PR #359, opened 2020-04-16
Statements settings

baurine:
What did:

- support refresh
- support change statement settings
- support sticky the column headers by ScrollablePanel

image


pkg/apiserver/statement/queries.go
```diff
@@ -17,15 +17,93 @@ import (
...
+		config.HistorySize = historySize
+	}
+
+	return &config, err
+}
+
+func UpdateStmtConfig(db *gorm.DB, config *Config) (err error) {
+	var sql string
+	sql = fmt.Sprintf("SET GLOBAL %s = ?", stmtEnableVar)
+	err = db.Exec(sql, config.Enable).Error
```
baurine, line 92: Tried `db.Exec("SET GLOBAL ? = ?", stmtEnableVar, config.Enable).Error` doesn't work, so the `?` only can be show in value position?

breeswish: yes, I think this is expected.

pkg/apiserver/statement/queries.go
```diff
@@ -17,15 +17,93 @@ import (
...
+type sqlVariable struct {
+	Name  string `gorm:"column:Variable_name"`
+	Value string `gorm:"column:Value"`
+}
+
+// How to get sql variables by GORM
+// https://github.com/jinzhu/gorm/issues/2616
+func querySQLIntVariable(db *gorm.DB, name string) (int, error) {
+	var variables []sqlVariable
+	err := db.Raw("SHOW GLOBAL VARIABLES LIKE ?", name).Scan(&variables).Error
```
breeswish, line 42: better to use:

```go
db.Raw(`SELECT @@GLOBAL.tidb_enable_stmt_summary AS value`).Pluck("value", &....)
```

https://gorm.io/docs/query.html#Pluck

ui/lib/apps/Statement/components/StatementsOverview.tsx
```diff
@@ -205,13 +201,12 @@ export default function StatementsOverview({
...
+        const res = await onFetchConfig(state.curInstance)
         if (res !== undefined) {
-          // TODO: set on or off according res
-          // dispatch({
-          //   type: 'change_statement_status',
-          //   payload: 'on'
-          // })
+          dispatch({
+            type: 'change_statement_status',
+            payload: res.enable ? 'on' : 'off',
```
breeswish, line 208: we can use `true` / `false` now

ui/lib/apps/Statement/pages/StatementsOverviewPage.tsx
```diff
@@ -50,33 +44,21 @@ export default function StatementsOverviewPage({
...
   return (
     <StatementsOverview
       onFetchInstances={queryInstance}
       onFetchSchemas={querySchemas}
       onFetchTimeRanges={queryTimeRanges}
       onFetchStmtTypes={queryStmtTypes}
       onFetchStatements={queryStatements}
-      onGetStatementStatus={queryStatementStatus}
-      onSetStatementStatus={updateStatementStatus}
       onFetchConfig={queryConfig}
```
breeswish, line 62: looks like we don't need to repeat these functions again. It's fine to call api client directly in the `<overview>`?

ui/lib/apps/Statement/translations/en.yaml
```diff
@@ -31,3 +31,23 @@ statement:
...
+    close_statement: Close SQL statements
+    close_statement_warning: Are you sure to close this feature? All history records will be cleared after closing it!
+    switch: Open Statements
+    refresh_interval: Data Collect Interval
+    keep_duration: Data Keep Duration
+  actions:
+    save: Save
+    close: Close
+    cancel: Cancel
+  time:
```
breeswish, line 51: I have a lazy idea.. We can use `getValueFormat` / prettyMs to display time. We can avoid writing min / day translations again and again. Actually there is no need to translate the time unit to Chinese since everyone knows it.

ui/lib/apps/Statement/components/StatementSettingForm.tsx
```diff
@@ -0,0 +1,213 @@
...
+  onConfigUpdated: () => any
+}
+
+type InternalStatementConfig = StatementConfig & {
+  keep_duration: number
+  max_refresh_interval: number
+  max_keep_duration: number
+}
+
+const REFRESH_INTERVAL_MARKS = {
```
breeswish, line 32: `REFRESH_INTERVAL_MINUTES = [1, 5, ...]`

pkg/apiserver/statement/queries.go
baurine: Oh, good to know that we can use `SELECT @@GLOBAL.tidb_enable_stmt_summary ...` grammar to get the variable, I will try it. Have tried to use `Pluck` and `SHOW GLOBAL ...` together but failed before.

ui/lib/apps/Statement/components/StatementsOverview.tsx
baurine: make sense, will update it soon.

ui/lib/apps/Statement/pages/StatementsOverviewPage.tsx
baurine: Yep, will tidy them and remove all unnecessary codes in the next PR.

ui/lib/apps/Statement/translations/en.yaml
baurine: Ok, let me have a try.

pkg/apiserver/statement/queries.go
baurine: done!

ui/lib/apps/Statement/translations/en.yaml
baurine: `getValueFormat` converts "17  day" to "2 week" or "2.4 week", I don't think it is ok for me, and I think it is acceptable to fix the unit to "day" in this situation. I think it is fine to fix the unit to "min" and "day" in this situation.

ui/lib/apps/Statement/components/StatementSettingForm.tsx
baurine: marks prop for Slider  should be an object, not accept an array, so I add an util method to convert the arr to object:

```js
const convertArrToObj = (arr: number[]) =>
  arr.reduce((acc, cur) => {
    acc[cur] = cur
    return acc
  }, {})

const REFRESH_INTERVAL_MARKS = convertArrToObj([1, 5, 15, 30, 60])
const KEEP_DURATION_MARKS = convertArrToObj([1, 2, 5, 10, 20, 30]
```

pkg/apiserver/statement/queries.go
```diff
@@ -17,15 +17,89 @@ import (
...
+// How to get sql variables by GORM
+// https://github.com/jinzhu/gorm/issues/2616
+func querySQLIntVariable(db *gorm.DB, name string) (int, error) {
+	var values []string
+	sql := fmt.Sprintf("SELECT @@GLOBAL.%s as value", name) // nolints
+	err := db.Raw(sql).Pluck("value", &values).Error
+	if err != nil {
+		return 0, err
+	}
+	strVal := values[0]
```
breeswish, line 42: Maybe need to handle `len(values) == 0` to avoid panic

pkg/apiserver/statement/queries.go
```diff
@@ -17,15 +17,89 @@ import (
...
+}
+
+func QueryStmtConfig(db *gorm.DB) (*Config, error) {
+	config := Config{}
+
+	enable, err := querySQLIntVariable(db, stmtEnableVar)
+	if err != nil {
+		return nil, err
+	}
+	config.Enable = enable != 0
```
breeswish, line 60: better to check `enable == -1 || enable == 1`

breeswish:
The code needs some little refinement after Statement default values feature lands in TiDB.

**What you have to do**
Transcribe all of the data exactly, leaving no line out.

**Written solution**
PR #359, opened 2020-04-16
Statements settings

baurine:
What did:

- support refresh
- support change statement settings
- support sticky the column headers by ScrollablePanel

image


pkg/apiserver/statement/queries.go
```diff
@@ -17,15 +17,93 @@ import (
...
+		config.HistorySize = historySize
+	}
+
+	return &config, err
+}
+
+func UpdateStmtConfig(db *gorm.DB, config *Config) (err error) {
+	var sql string
+	sql = fmt.Sprintf("SET GLOBAL %s = ?", stmtEnableVar)
+	err = db.Exec(sql, config.Enable).Error
```
baurine, line 92: Tried `db.Exec("SET GLOBAL ? = ?", stmtEnableVar, config.Enable).Error` doesn't work, so the `?` only can be show in value position?

breeswish: yes, I think this is expected.

pkg/apiserver/statement/queries.go
```diff
@@ -17,15 +17,93 @@ import (
...
+type sqlVariable struct {
+	Name  string `gorm:"column:Variable_name"`
+	Value string `gorm:"column:Value"`
+}
+
+// How to get sql variables by GORM
+// https://github.com/jinzhu/gorm/issues/2616
+func querySQLIntVariable(db *gorm.DB, name string) (int, error) {
+	var variables []sqlVariable
+	err := db.Raw("SHOW GLOBAL VARIABLES LIKE ?", name).Scan(&variables).Error
```
breeswish, line 42: better to use:

```go
db.Raw(`SELECT @@GLOBAL.tidb_enable_stmt_summary AS value`).Pluck("value", &....)
```

https://gorm.io/docs/query.html#Pluck

ui/lib/apps/Statement/components/StatementsOverview.tsx
```diff
@@ -205,13 +201,12 @@ export default function StatementsOverview({
...
+        const res = await onFetchConfig(state.curInstance)
         if (res !== undefined) {
-          // TODO: set on or off according res
-          // dispatch({
-          //   type: 'change_statement_status',
-          //   payload: 'on'
-          // })
+          dispatch({
+            type: 'change_statement_status',
+            payload: res.enable ? 'on' : 'off',
```
breeswish, line 208: we can use `true` / `false` now

ui/lib/apps/Statement/pages/StatementsOverviewPage.tsx
```diff
@@ -50,33 +44,21 @@ export default function StatementsOverviewPage({
...
   return (
     <StatementsOverview
       onFetchInstances={queryInstance}
       onFetchSchemas={querySchemas}
       onFetchTimeRanges={queryTimeRanges}
       onFetchStmtTypes={queryStmtTypes}
       onFetchStatements={queryStatements}
-      onGetStatementStatus={queryStatementStatus}
-      onSetStatementStatus={updateStatementStatus}
       onFetchConfig={queryConfig}
```
breeswish, line 62: looks like we don't need to repeat these functions again. It's fine to call api client directly in the `<overview>`?

ui/lib/apps/Statement/translations/en.yaml
```diff
@@ -31,3 +31,23 @@ statement:
...
+    close_statement: Close SQL statements
+    close_statement_warning: Are you sure to close this feature? All history records will be cleared after closing it!
+    switch: Open Statements
+    refresh_interval: Data Collect Interval
+    keep_duration: Data Keep Duration
+  actions:
+    save: Save
+    close: Close
+    cancel: Cancel
+  time:
```
breeswish, line 51: I have a lazy idea.. We can use `getValueFormat` / prettyMs to display time. We can avoid writing min / day translations again and again. Actually there is no need to translate the time unit to Chinese since everyone knows it.

ui/lib/apps/Statement/components/StatementSettingForm.tsx
```diff
@@ -0,0 +1,213 @@
...
+  onConfigUpdated: () => any
+}
+
+type InternalStatementConfig = StatementConfig & {
+  keep_duration: number
+  max_refresh_interval: number
+  max_keep_duration: number
+}
+
+const REFRESH_INTERVAL_MARKS = {
```
breeswish, line 32: `REFRESH_INTERVAL_MINUTES = [1, 5, ...]`

pkg/apiserver/statement/queries.go
baurine: Oh, good to know that we can use `SELECT @@GLOBAL.tidb_enable_stmt_summary ...` grammar to get the variable, I will try it. Have tried to use `Pluck` and `SHOW GLOBAL ...` together but failed before.

ui/lib/apps/Statement/components/StatementsOverview.tsx
baurine: make sense, will update it soon.

ui/lib/apps/Statement/pages/StatementsOverviewPage.tsx
baurine: Yep, will tidy them and remove all unnecessary codes in the next PR.

ui/lib/apps/Statement/translations/en.yaml
baurine: Ok, let me have a try.

pkg/apiserver/statement/queries.go
baurine: done!

ui/lib/apps/Statement/translations/en.yaml
baurine: `getValueFormat` converts "17  day" to "2 week" or "2.4 week", I don't think it is ok for me, and I think it is acceptable to fix the unit to "day" in this situation. I think it is fine to fix the unit to "min" and "day" in this situation.

ui/lib/apps/Statement/components/StatementSettingForm.tsx
baurine: marks prop for Slider  should be an object, not accept an array, so I add an util method to convert the arr to object:

```js
const convertArrToObj = (arr: number[]) =>
  arr.reduce((acc, cur) => {
    acc[cur] = cur
    return acc
  }, {})

const REFRESH_INTERVAL_MARKS = convertArrToObj([1, 5, 15, 30, 60])
const KEEP_DURATION_MARKS = convertArrToObj([1, 2, 5, 10, 20, 30]
```

pkg/apiserver/statement/queries.go
```diff
@@ -17,15 +17,89 @@ import (
...
+// How to get sql variables by GORM
+// https://github.com/jinzhu/gorm/issues/2616
+func querySQLIntVariable(db *gorm.DB, name string) (int, error) {
+	var values []string
+	sql := fmt.Sprintf("SELECT @@GLOBAL.%s as value", name) // nolints
+	err := db.Raw(sql).Pluck("value", &values).Error
+	if err != nil {
+		return 0, err
+	}
+	strVal := values[0]
```
breeswish, line 42: Maybe need to handle `len(values) == 0` to avoid panic

pkg/apiserver/statement/queries.go
```diff
@@ -17,15 +17,89 @@ import (
...
+}
+
+func QueryStmtConfig(db *gorm.DB) (*Config, error) {
+	config := Config{}
+
+	enable, err := querySQLIntVariable(db, stmtEnableVar)
+	if err != nil {
+		return nil, err
+	}
+	config.Enable = enable != 0
```
breeswish, line 60: better to check `enable == -1 || enable == 1`

breeswish:
The code needs some little refinement after Statement default values feature lands in TiDB.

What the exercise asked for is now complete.